Issue #218, opened 2025-06-25
Prometheus metrics export is missing the SDK version in target_info


grcevski:
The OTel metrics export correctly report the SDK version used:
```
semconv.TelemetrySDKVersion(buildinfo.Version)
```

However the same field is missing when exporting Prometheus metrics in the target info.

nikhilbhatia08:
Hey @grcevski I would like to pick this issue and try it out. Thanks!

rafaelroquetto:
Assigned to you @nikhilbhatia08

PR #492, opened 2025-08-22
fix: Prometheus metrics export is missing the SDK version in target_info

nikhilbhatia08:
Fixes - [issue](https://github.com/open-telemetry/opentelemetry-ebpf-instrumentation/issues/218)

Added telemetryVersionKey in labelNamesTargetInfo for `telemetry.sdk.version` to be in the target_info while metrics export

### DIFF
--- a/pkg/export/prom/prom.go
+++ b/pkg/export/prom/prom.go
@@ -84,6 +84,7 @@ const (
 	sourceKey            = "source"
 	telemetryLanguageKey = "telemetry_sdk_language"
 	telemetrySDKKey      = "telemetry_sdk_name"
+	telemetryVersionKey  = "telemetry_sdk_version"
 
 	clientKey          = "client"
 	clientNamespaceKey = "client_service_namespace"
@@ -1024,6 +1025,7 @@ func labelNamesTargetInfo(kubeEnabled bool, extraMetadataLabelNames []attr.Name)
 		serviceJobKey,
 		telemetryLanguageKey,
 		telemetrySDKKey,
+		telemetryVersionKey,
 		sourceKey,
 		osTypeKey,
 	}


pkg/export/prom/prom.go
```diff
@@ -1024,6 +1025,7 @@ func labelNamesTargetInfo(kubeEnabled bool, extraMetadataLabelNames []attr.Name)
 		serviceJobKey,
 		telemetryLanguageKey,
 		telemetrySDKKey,
+		telemetryVersionKey,
```
mariomac, line 1028: In addition to the attribute name, you need to add the attribute value in the `labelValuesTargetInfo` function.

Also, would it be possible to add a test case in `prom_test.go` verifying the correctness of that value?

Thanks for your contribution!

nikhilbhatia08: Yeah sure, Thanks!

nikhilbhatia08: Sorry @mariomac I could not understand why and where would we need to add the attribute value in `labelValuesTargetInfo` ?

nikhilbhatia08: And also I think we need to add the test in `common_test.go` as well right ?

mariomac: `labelNamesTargetInfo` just defines half of each attribute: they attribute name.

For the attribute value, you need to set it in  `labelValuesTargetInfo` following the same order it was defined in `labelNamesTargetInfo`.

This exotic way of defining them is because the Prometheus library first defines the attribute names when the metric is created, and later you need to pass the attribute values on each datapoint value update.

The unit test could go in `prom_test.go`, following the same structure of other tests (or even just updating an existing test, if it applies).

PR #501, opened 2025-08-25
Try to fix flaky multiprocess tests

mariomac:


marctc (approved):
LGTM! BTW I also recently open a PR to fix flakiness, but no sure if same as here: https://github.com/open-telemetry/opentelemetry-ebpf-instrumentation/pull/463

::::

DIRECTIONS:
What is wanted is a copy of every line in the listing that includes the word "each".

TASK ANSWER:
mariomac: `labelNamesTargetInfo` just defines half of each attribute: they attribute name.
This exotic way of defining them is because the Prometheus library first defines the attribute names when the metric is created, and later you need to pass the attribute values on each datapoint value update.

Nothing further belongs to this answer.